Думать об этом Амелии было страшно — у нее даже холодок пробежал вдоль спины. Вздрогнув, она с трудом оторвала взгляд от фотографии на экране и вдруг заметила, что в комнате-кабинете, освещенной только мерцающим экраном ноутбука, стало совсем темно. Амелия совершенно не планировала задерживаться в доме допоздна, поэтому она поспешно встала и выключила ноутбук, отчего комната погрузилась в полный мрак.
И тут снизу донесся какой-то тихий шорох.
Амелия хорошо знала дом, знала все звуки, которые издавала каждая разболтавшаяся половица и каждая рассохшаяся ступенька лестницы, когда на нее наступали. Ей были знакомы и скрип каждой петли, и стук ящиков буфета или комода, и свист ветра в ставнях, поэтому она сразу распознала царапанье кухонной двери по полу, которая начинала плохо открываться каждый раз, когда с наступлением осени повышалась влажность воздуха.
Только это царапанье и услышала Амелия — больше ничего.
Наступившая тишина испугала ее еще сильнее, чем звук открываемой двери. Амелия почувствовала, как сердце у нее подпрыгнуло и забилось часто-часто, хотя сама она стояла совершенно неподвижно и только напряженно прислушивалась, не скрипнет ли половица под чьими-то шагами.

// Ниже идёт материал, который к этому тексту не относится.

Issue #1081, opened 2023-05-17
[Feature Request] Upgrade Javascript Rhino Engine to something more recent 


bernardotwistag:
**Is your feature request related to a problem? Please describe.**
Yes, the problem arises when there is a need to execute more complex external JavaScript, such as tasks that involve reading an email inbox to retrieve a verification code, resetting URLs, or other related tasks. These tasks are necessary to ensure E2E testing flows operate as expected for our end-users. Currently, the 'runScript' function that uses the Rhino JavaScript engine is inadequate, as its limited capabilities do not fully support these tasks.

**Describe the solution you'd like**
To resolve this issue, we propose the incorporation of a more recent and robust JavaScript engine supporting ES6. This engine should be capable of handling complex tasks and offer a wider range of capabilities, surpassing the limitations encountered with the Rhino JavaScript engine. In essence, the new engine should be able to better support the execution of intricate JavaScript required for our E2E testing.

**Describe alternatives you've considered**
No alternatives found yet.

**Additional context**
The implementation of a more sophisticated JavaScript engine is crucial to enhance the efficiency and effectiveness of our E2E testing processes. Not only will it simplify the execution of complex tasks, but it will also ensure a better user experience by more reliably verifying that all systems are functioning as intended.

orbiteleven:
Did you check out https://maestro.mobile.dev/advanced/javascript/make-http-s-requests ? I had the same question, but this seems to do the trick for me.

bsarmento:
I haven't, but I will take a look if it meets my needs -- thanks!

bartekpacia:
Does [GraalJS](https://maestro.mobile.dev/advanced/javascript/graaljs-support) fulfill your needs?

PR #1147, opened 2023-06-13
Implement Experimental GraalJsEngine

Leland-Takamine:
# Proposed Changes

Enables opting in to use GraalJS instead of Rhino JS for javascript evaluation. GraalJS is fully ECMAScript 2022 compliant while Rhino JS only supports ES5.

This feature is experimental for now, but we intend to make GraalJS the default if all goes well.

### Enable GraalJS via Flow config

> **Note**
> This only has an effect if present at the top-level flow. It is ignored when included in any subflows.

```yaml
appId: com.example.app
jsEngine: graaljs
---
# Note: The ?? operator is an example of an ES2020 feature and is not supported by Rhino JS
- inputText: ${null ?? 'foo'}
```

### Enable GraalJS via environment variable

> **Warning**
> This env var will have no effect when running on Maestro Cloud. Use the Flow config above instead to opt into GraalJS on Maestro Cloud.

```shell
export MAESTRO_USE_GRAALJS=true
maestro test my-flow.yaml
```

# GraalJS behavior differences

There are some differences between the new `GraalJsEngine` and the current `RhinoJsEngine` implementation that are worth noting. All of the differences below and some others are documented and tested by the `GraalJsEngineTest` and `RhinoJsEngineTest` tests.

**tldr; The variable scoping with the GraalJS implementation is more consistent and understandable**

<table>
<tr><th>Rhino JS</th><th>GraalJS</th></tr>
<tr>
<td>
<li><b>Can not</b> reuse variable names across scripts within the same Flow</li>
<li><b>Can</b> reuse variable names if redeclaration lives in a subflow</li>
<li><b>Can</b> access variables declared earlier in the Flow in a separate script</li>
<li><code>output</code> variable is shared across all scripts</li>
</td>
<td>
<li>Variables are local to each script</li>
<li><code>output</code> variable is shared across all scripts</li>
</td>
</tr>
</table>

**Some examples**

<table>
<tr><th></th><th>Example</th><th>Rhino JS</th><th>GraalJS</th></tr>

<tr>
  <td><b>Redeclaring variables across scripts</b></td>
  <td>
  <pre>
appId: com.example
---
- evalScript: ${const foo = null}
- evalScript: ${const foo = null}
</pre>
  </td>
  <td>❌ Variable redeclarations throw an error</td>
  <td>✅ Variable names can be reused across scripts</td>
</tr>

<tr>
  <td><b>Accessing variables across scripts</b></td>
  <td>
  <pre>
appId: com.example
---
- evalScript: ${const name = 'joe'}
- assertTrue: ${name === 'joe'}
</pre>
  </td>
  <td>✅ Variables are accessible across scripts</td>
  <td>❌ Variables can't be accessed across scripts</td>
</tr>

<tr>
  <td><b>Special character handling</b></td>
  <td>
  <pre>
appId: com.example.app
env:
  FOO: \
---
- inputText: ${FOO}
</pre>
  </td>
  <td>❌ Single backslash causes an exception</td>
  <td>✅ Single backslash and all other special chars are handled correctly</td>
</tr>

</table>

# Testing

Ran integration tests with `MAESTRO_USE_GRAALJS=true`. 2 tests failed due to known differences between GraalJS and RhinoJS described above. All other tests passed.

### DIFF
--- a/maestro-client/src/main/java/maestro/js/GraalJsEngine.kt
+++ b/maestro-client/src/main/java/maestro/js/GraalJsEngine.kt
@@ -1,0 +1,115 @@
+package maestro.js
+
+import okhttp3.OkHttpClient
+import okhttp3.Protocol
+import org.graalvm.polyglot.Context
+import org.graalvm.polyglot.Source
+import org.graalvm.polyglot.Value
+import org.graalvm.polyglot.proxy.ProxyObject
+import java.io.ByteArrayOutputStream
+import java.util.concurrent.TimeUnit
+import java.util.logging.Handler
+import java.util.logging.LogRecord
+
+private val NULL_HANDLER = object : Handler() {
+    override fun publish(record: LogRecord?) {}
+
+    override fun flush() {}
+
+    override fun close() {}
+}
+
+class GraalJsEngine(
+    httpClient: OkHttpClient = OkHttpClient.Builder()
+        .readTimeout(5, TimeUnit.MINUTES)
+        .writeTimeout(5, TimeUnit.MINUTES)
+        .protocols(listOf(Protocol.HTTP_1_1))
+        .build(),
+) : JsEngine {
+
+    private val openContexts = HashSet<Context>()
+
+    private val httpBinding = GraalJsHttp(httpClient)
+    private val outputBinding = HashMap<String, Any>()
+    private val maestroBinding = HashMap<String, Any?>()
+    private val envBinding = HashMap<String, String>()
+
+    private var onLogMessage: (String) -> Unit = {}
+
+    override fun close() {
+        openContexts.forEach { it.close() }
+    }
+
+    override fun onLogMessage(callback: (String) -> Unit) {
+        onLogMessage = callback
+    }
+
+    override fun enterScope() {}
+
+    override fun leaveScope() {}
+
+    override fun putEnv(key: String, value: String) {
+        this.envBinding[key] = value
+    }
+
+    override fun setCopiedText(text: String?) {
+        this.maestroBinding["copiedText"] = text
+    }
+
+    override fun evaluateScript(
+        script: String,
+        env: Map<String, String>,
+        sourceName: String,
+        runInSubScope: Boolean,
+    ): Value {
+        envBinding.putAll(env)
+        val source = Source.newBuilder("js", script, sourceName).build()
+        return createContext().eval(source)
+    }
+
+    private fun createContext(): Context {
+        val outputStream = object : ByteArrayOutputStream() {
+            override fun flush() {
+                super.flush()
+                val log = toByteArray().decodeToString().removeSuffix("\n")
+                onLogMessage(log)
+                reset()
+            }
+        }
+
+        val context = Context.newBuilder("js")
+            .option("js.strict", "true")
+            .logHandler(NULL_HANDLER)
+            .out(outputStream)
+            .build()
+
+        openContexts.add(context)
+
+        envBinding.forEach { (key, value) -> context.getBindings("js").putMember(key, value) }
+
+        context.getBindings("js").putMember("http", httpBinding)
+        context.getBindings("js").putMember("output", ProxyObject.fromMap(outputBinding))
+        context.getBindings("js").putMember("maestro", ProxyObject.fromMap(maestroBinding))
+
+        context.eval("js", """
+            // Prevent a reference error on referencing undeclared variables. Enables patterns like {MY_ENV_VAR || 'default-value'}.
+            // Instead of throwing an error, undeclared variables will evaluate to undefined.
+            Object.setPrototypeOf(globalThis, new Proxy(Object.prototype, {
+                has(target, key) {
+                    return true;
+                }
+            }))
+            function json(text) {
+                return JSON.parse(text)
+            }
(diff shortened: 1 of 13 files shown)


maestro-orchestra/src/main/java/maestro/orchestra/Orchestra.kt
```diff
@@ -165,6 +168,15 @@ class Orchestra(
         return true
     }
 
+    @Synchronized
+    private fun initJsEngine(config: MaestroConfig?) {
+        if (this::jsEngine.isInitialized) {
+            jsEngine.close()
+        }
+        val shouldUseGraalJs = config?.ext?.get("jsEngine") == "graaljs" || System.getenv("MAESTRO_USE_GRAALJS") == "true"
+        jsEngine = if (shouldUseGraalJs) GraalJsEngine() else RhinoJsEngine()
```
Leland-Takamine, line 177: Note, we are now creating a new instance of the JsEngine on every flow execution. Before we were caching the JsEngine instance. This shouldn't have any significant impact on performance.

Leland-Takamine:
Addresses #1081

maestro-client/src/main/java/maestro/js/GraalJsEngine.kt
```diff
@@ -0,0 +1,115 @@
...
+        env: Map<String, String>,
+        sourceName: String,
+        runInSubScope: Boolean,
+    ): Value {
+        envBinding.putAll(env)
+        val source = Source.newBuilder("js", script, sourceName).build()
+        return createContext().eval(source)
+    }
+
+    private fun createContext(): Context {
```
Leland-Takamine, line 70: Creates a new context for each script evaluation but this is a fast operation based on my adhoc testing

maestro-client/src/main/java/maestro/js/GraalJsEngine.kt
```diff
@@ -0,0 +1,115 @@
...
+            .logHandler(NULL_HANDLER)
+            .out(outputStream)
+            .build()
+
+        openContexts.add(context)
+
+        envBinding.forEach { (key, value) -> context.getBindings("js").putMember(key, value) }
+
+        context.getBindings("js").putMember("http", httpBinding)
+        context.getBindings("js").putMember("output", ProxyObject.fromMap(outputBinding))
```
Leland-Takamine, line 91: `output` and `maestro` are the two variables (aka "bindings") shared across scripts

maestro-test/src/test/kotlin/maestro/test/GraalJsEngineTest.kt
```diff
@@ -0,0 +1,47 @@
...
+import com.google.common.truth.Truth
+import com.google.common.truth.Truth.assertThat
+import maestro.js.GraalJsEngine
+import org.graalvm.polyglot.PolyglotException
+import org.graalvm.polyglot.Value
+import org.junit.jupiter.api.BeforeEach
+import org.junit.jupiter.api.Test
+import org.junit.jupiter.api.assertThrows
+
+class GraalJsEngineTest : JsEngineTest() {
```
Leland-Takamine, line 12: These tests document known behaviors that are different from Rhino JS. Common tests live in the base JsEngineTest class.

maestro-test/src/test/kotlin/maestro/test/RhinoJsEngineTest.kt
```diff
@@ -0,0 +1,58 @@
+package maestro.test
+
+import com.google.common.truth.Truth.assertThat
+import maestro.js.RhinoJsEngine
+import org.junit.jupiter.api.BeforeEach
+import org.junit.jupiter.api.Test
+import org.junit.jupiter.api.assertThrows
+import org.mozilla.javascript.RhinoException
+
+class RhinoJsEngineTest : JsEngineTest() {
```
Leland-Takamine, line 10: These tests document known behaviors that are different from GraalJS. Common tests live in the base JsEngineTest class.

axelniklasson (approved):
Nice, works like a charm!

igorsmotto (approved):

igorsmotto:
Should the env var `MAESTRO_USE_GRAALJS` even exists? Given that it only works on Maestro (not on Cloud) and there is already a place to set the JsEngine (MaestroConfig)?

Leland-Takamine:
Hm I was was thinking the env var would be useful for testing an entire test suite with graaljs without editing the flow file. This may come in handy when testing against existing test suites (which I think is useful for both Maestro users and for us). I agree that it has the potential to cause confusion but on the other hand it will only exist while graaljs is experimental. But I'm not married to it so we can remove if it seems too problematic

Leland-Takamine:
@igorsmotto I was thinking about that but I wanted to also support this case: `maestro test myflow.yaml` which doesn't use a config file

Leland-Takamine:
@igorsmotto I couldn't find a better alternative that doesn't require a lot more rearchitecting, and given that this is a temporary config while graaljs is still experimental, I've landed on the following compromise:

* Both the env var and flow are available to enable graaljs
* The env var only works locally
* The flow config only has an effect if present on the top-level flow
* **The flow config does not have an effect if present in a subflow**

Но погруженный в темноту дом молчал.
* * *
— Имей в виду, ты должен вести себя естественно.
— Да понял я!
— Помни: ты вернулся только для того, чтобы забрать из коттеджа вещи. Потом ты отправишься домой, — туда, где живешь постоянно, — и не вернешься до следующего лета, а может, и вообще никогда. Если он где-то рядом, если продолжает за ней следить, он именно так и должен подумать.
— Понятно.
— Если он вдруг поймет, что ты появился на берегу неспроста, он может…
— Да понял я, понял! — взорвался Доусон. — Не тупой!
Хедли инструктировал его с той самой минуты, когда паро́м доставил их на Сент-Нельду. Доусон, впрочем, слушал его вполуха — сидя за рулем арендованной крестным машины, он гнал по прибрежному шоссе, значительно превышая разрешенную скорость. Сам Хедли полулежал на заднем сиденье, так что увидеть его снаружи было невозможно.
Следом за ними, — правда, на значительном расстоянии, — двигались две спецгруппы Шерифской службы и неприметная машина без опознавательных знаков, в которой ехали четверо агентов из саваннского отделения ФБР, включая Сесила Кнуца. Несмотря на поздний час, ни полицейские, ни фэбээровцы не включали фар, так что автомобиль Доусона казался единственным на шоссе.
— Пока мы не убедимся, что Амелии ничего не грозит, нельзя дать ему понять, что…
— …Что кавалерия уже рядом, — закончил Доусон, процитировав слова самого Хедли, которые тот произнес несколько ранее — когда во время паромной переправы наскоро инструктировал второпях собранную группу захвата.